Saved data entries
Segment Open

PR #3817, opened 2023-07-17
FIX - introduction of sonarCloud scans for pullrequests coming from external forks

Agnul97:
This PR changes both the Kapua-ci and sonarCloud workflows in order to allow sonarCloud scans for pull-requests opened from different forks. In fact, for those PRs, there was a problem reading the SONAR_TOKEN secret configured inside this repo and this PR fixes this, implementing a solution proposed here: https://community.sonarsource.com/t/how-to-use-sonarcloud-with-a-forked-repository-on-github/7363/32.

The idea is to leverage the GitHub actions Workflow_run event https://docs.github.com/en/actions/using-workflows/events-that-trigger-workflows#workflow_run. Basically, With this construct, it's possible to launch a workflow triggered by another one... considering that the triggered workflow resides in the default branch, it can read secrets, and here comes the solution to the before-mentioned problem. Considering that this triggered workflow is not "born" from the opened PR it doesn't have the commits of the PR, for this reason, the data from the PR (practically, the code) must be retrieved using other techniques. 

**How I tested this fix**
I tested this solution on my fork. First of all, I inserted in my develop branch the workflows here modified. Then, asking a contributor to open an external PR from his fork and seeing that his commits on the PR were triggering this sonarCloud scan, I concluded that the solution was working and that similar behavior will be expected for the eclipse/kapua repo and external forks.

for now, the scan works only for pull requests and is not working for push events on the default branch or release branches (as was before). This because I just would like to test the work done and the re-introduce this behavior

### DIFF
--- a/.github/workflows/kapua-ci.yaml
+++ b/.github/workflows/kapua-ci.yaml
@@ -1,4 +1,4 @@
-name: kapua-ci
+name: kapua ci
 on: [ push, pull_request ] # Triggers the workflow on push or pull request events
 
 env: #the last 2 env variables defines respectively the maven projects were cucumber tests resides and maven projects were consumers applications needed for docker images building resides.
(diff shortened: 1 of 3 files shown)


.github/workflows/kapua-ci.yaml
```diff
@@ -1,4 +1,4 @@
-name: Kapua CI
+name: kapua ci
```
Coduz: This can be reverted to the original

Coduz (approved):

Segment Closed

▸ **Goal of the exercise**
Every entry should be retyped exactly as it appears.

▸ **Task answer**
PR #3817, opened 2023-07-17
FIX - introduction of sonarCloud scans for pullrequests coming from external forks

Agnul97:
This PR changes both the Kapua-ci and sonarCloud workflows in order to allow sonarCloud scans for pull-requests opened from different forks. In fact, for those PRs, there was a problem reading the SONAR_TOKEN secret configured inside this repo and this PR fixes this, implementing a solution proposed here: https://community.sonarsource.com/t/how-to-use-sonarcloud-with-a-forked-repository-on-github/7363/32.

The idea is to leverage the GitHub actions Workflow_run event https://docs.github.com/en/actions/using-workflows/events-that-trigger-workflows#workflow_run. Basically, With this construct, it's possible to launch a workflow triggered by another one... considering that the triggered workflow resides in the default branch, it can read secrets, and here comes the solution to the before-mentioned problem. Considering that this triggered workflow is not "born" from the opened PR it doesn't have the commits of the PR, for this reason, the data from the PR (practically, the code) must be retrieved using other techniques. 

**How I tested this fix**
I tested this solution on my fork. First of all, I inserted in my develop branch the workflows here modified. Then, asking a contributor to open an external PR from his fork and seeing that his commits on the PR were triggering this sonarCloud scan, I concluded that the solution was working and that similar behavior will be expected for the eclipse/kapua repo and external forks.

for now, the scan works only for pull requests and is not working for push events on the default branch or release branches (as was before). This because I just would like to test the work done and the re-introduce this behavior

### DIFF
--- a/.github/workflows/kapua-ci.yaml
+++ b/.github/workflows/kapua-ci.yaml
@@ -1,4 +1,4 @@
-name: kapua-ci
+name: kapua ci
 on: [ push, pull_request ] # Triggers the workflow on push or pull request events
 
 env: #the last 2 env variables defines respectively the maven projects were cucumber tests resides and maven projects were consumers applications needed for docker images building resides.
(diff shortened: 1 of 3 files shown)


.github/workflows/kapua-ci.yaml
```diff
@@ -1,4 +1,4 @@
-name: Kapua CI
+name: kapua ci
```
Coduz: This can be reverted to the original

Coduz (approved):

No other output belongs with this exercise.